:: Data for the task ::
Issue #406, opened 2022-01-25
Add more dynamic decoding support to `subxt`


jsdw:
Currently `subxt` is optimised towards the compile-time oriented codegen usage; we generate an interface and then use that interface to query compatible nodes. This has many advantages (you benefit from compile-time errors, IDE support, performance and more). The main downside is that the compile-time generated interface is unable to work across different, differing nodes/chains in a general way (parts of it may continue to work, and others will not).

Having the ability to dynamically query nodes across different chains can be very useful in some cases, for example exploratory tooling which wants to interrogate the available interfaces, or tooling akin to polkagot.js which needs to be able to provide a dynamic interface to interact with arbitrary substrate based chains.

These two directions (compiletime, static codegen and dynamic, runtime interaction) are not mutually exclusive either. They would both benefit from the same client (JSONRPC transport/API) code for instance. Another overlap is that `subxt` is used to provide a static interface to a single pallet for the `cargo-contracts` tool, which means being able to dynamically decode `Events` emitted from other pallets that it does not know about (rather than erroring because it's unable to statically decode them).

So, my proposal is that we work towards something like the following:

- Three user facing library crates (names just placeholders); `subxt-static` (which itself uses `subxt-macro` and `subxt-codegen`), `subxt-dynamic` and `subxt-client`. 
    - `subxt-static` is just `subxt` as it stands (with a little runtime decoding moved out of it). 
    - `subxt-dynamic` provides similar functionality to the above, but at runtime. It contains the logic needed to dynamically encode and decode things.
    - `subxt-client` splits out the JSONRPC client API as it currently stands, so that it can be shared between the above.
    - (I wonder whether we would want to share the metadata wrapping in eg `subxt-metadata`, too; perhaps not initially)
- These crates should interop nicely; we can move back and forth between them where it makes sense. As an example, when we fetch the SCALE encoded Event blob, the `cargo-contracts` use case requires that we can dynamically decode (and throw away) any events we don't care about until we get to the one we're looking for (with eg `find_event::<MyEvent>()`).

ascjones:
Related, I also have some similar code in my `cargo-contract` PR which is dynamically decoding events for display on the command line: https://github.com/paritytech/cargo-contract/blob/9bb545d77c13c3812f988635c90e5ce04acc95e1/src/cmd/extrinsics/transcode/decode.rs

jsdw:
[...]

PR #424, opened 2022-02-02
Move Subxt crate into a subfolder

jsdw:
This paves the way for #406, given that for that we'll want to break out a couple of other crates.

~~An unfortunate side effect is that examples end up in the `subxt` subfolder; I've updated the README to point people there, but probably they should be placed into a separate crate in the workspace so that we get a top level `examples` folder back. Happy to leave that for a next PR though.~~

Relates to https://github.com/paritytech/frame-metadata/issues/34


jsdw:
I moved the examples into their own workspace crate as I didn't like that they weren't so visible in the root.

ascjones (approved):

examples/README.md
```diff
@@ -0,0 +1,3 @@
+# Subxt Examples
+
+Take a look in the [examples](./examples) subfolder for various `subxt` usage examples.
```
dvdplm, line 3: Maybe this can go into the main `README`?

Cargo.toml
```diff
@@ -1,53 +1,10 @@
 [workspace]
```
dvdplm, line 1:
```suggestion
[workspace]
resolver = "2"
```

dvdplm (approved):

Cargo.toml
ascjones: This is the default for Rust 2021 https://doc.rust-lang.org/edition-guide/rust-2021/default-cargo-resolver.html#details

jsdw: Did you find any docs on this? I can't find anything suggesting that this is a valid addition offhand, but it kindof makes sense? 

All of the subcrates are "edition = 2021", which implies "resolver = 2" by default. But since resolution happens globally, is this important too?

jsdw: Ah, found it! I must have skimmed the relevant part of the docs before :)

jsdw: (ah sorry @ascjones; I hadn't seen your reply)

:: Exercise instructions ::
Copy every record exactly as presented.

:: Exercise solution ::
Issue #406, opened 2022-01-25
Add more dynamic decoding support to `subxt`


jsdw:
Currently `subxt` is optimised towards the compile-time oriented codegen usage; we generate an interface and then use that interface to query compatible nodes. This has many advantages (you benefit from compile-time errors, IDE support, performance and more). The main downside is that the compile-time generated interface is unable to work across different, differing nodes/chains in a general way (parts of it may continue to work, and others will not).

Having the ability to dynamically query nodes across different chains can be very useful in some cases, for example exploratory tooling which wants to interrogate the available interfaces, or tooling akin to polkagot.js which needs to be able to provide a dynamic interface to interact with arbitrary substrate based chains.

These two directions (compiletime, static codegen and dynamic, runtime interaction) are not mutually exclusive either. They would both benefit from the same client (JSONRPC transport/API) code for instance. Another overlap is that `subxt` is used to provide a static interface to a single pallet for the `cargo-contracts` tool, which means being able to dynamically decode `Events` emitted from other pallets that it does not know about (rather than erroring because it's unable to statically decode them).

So, my proposal is that we work towards something like the following:

- Three user facing library crates (names just placeholders); `subxt-static` (which itself uses `subxt-macro` and `subxt-codegen`), `subxt-dynamic` and `subxt-client`. 
    - `subxt-static` is just `subxt` as it stands (with a little runtime decoding moved out of it). 
    - `subxt-dynamic` provides similar functionality to the above, but at runtime. It contains the logic needed to dynamically encode and decode things.
    - `subxt-client` splits out the JSONRPC client API as it currently stands, so that it can be shared between the above.
    - (I wonder whether we would want to share the metadata wrapping in eg `subxt-metadata`, too; perhaps not initially)
- These crates should interop nicely; we can move back and forth between them where it makes sense. As an example, when we fetch the SCALE encoded Event blob, the `cargo-contracts` use case requires that we can dynamically decode (and throw away) any events we don't care about until we get to the one we're looking for (with eg `find_event::<MyEvent>()`).

ascjones:
Related, I also have some similar code in my `cargo-contract` PR which is dynamically decoding events for display on the command line: https://github.com/paritytech/cargo-contract/blob/9bb545d77c13c3812f988635c90e5ce04acc95e1/src/cmd/extrinsics/transcode/decode.rs

jsdw:
[...]

PR #424, opened 2022-02-02
Move Subxt crate into a subfolder

jsdw:
This paves the way for #406, given that for that we'll want to break out a couple of other crates.

~~An unfortunate side effect is that examples end up in the `subxt` subfolder; I've updated the README to point people there, but probably they should be placed into a separate crate in the workspace so that we get a top level `examples` folder back. Happy to leave that for a next PR though.~~

Relates to https://github.com/paritytech/frame-metadata/issues/34


jsdw:
I moved the examples into their own workspace crate as I didn't like that they weren't so visible in the root.

ascjones (approved):

examples/README.md
```diff
@@ -0,0 +1,3 @@
+# Subxt Examples
+
+Take a look in the [examples](./examples) subfolder for various `subxt` usage examples.
```
dvdplm, line 3: Maybe this can go into the main `README`?

Cargo.toml
```diff
@@ -1,53 +1,10 @@
 [workspace]
```
dvdplm, line 1:
```suggestion
[workspace]
resolver = "2"
```

dvdplm (approved):

Cargo.toml
ascjones: This is the default for Rust 2021 https://doc.rust-lang.org/edition-guide/rust-2021/default-cargo-resolver.html#details

jsdw: Did you find any docs on this? I can't find anything suggesting that this is a valid addition offhand, but it kindof makes sense? 

All of the subcrates are "edition = 2021", which implies "resolver = 2" by default. But since resolution happens globally, is this important too?

jsdw: Ah, found it! I must have skimmed the relevant part of the docs before :)

jsdw: (ah sorry @ascjones; I hadn't seen your reply)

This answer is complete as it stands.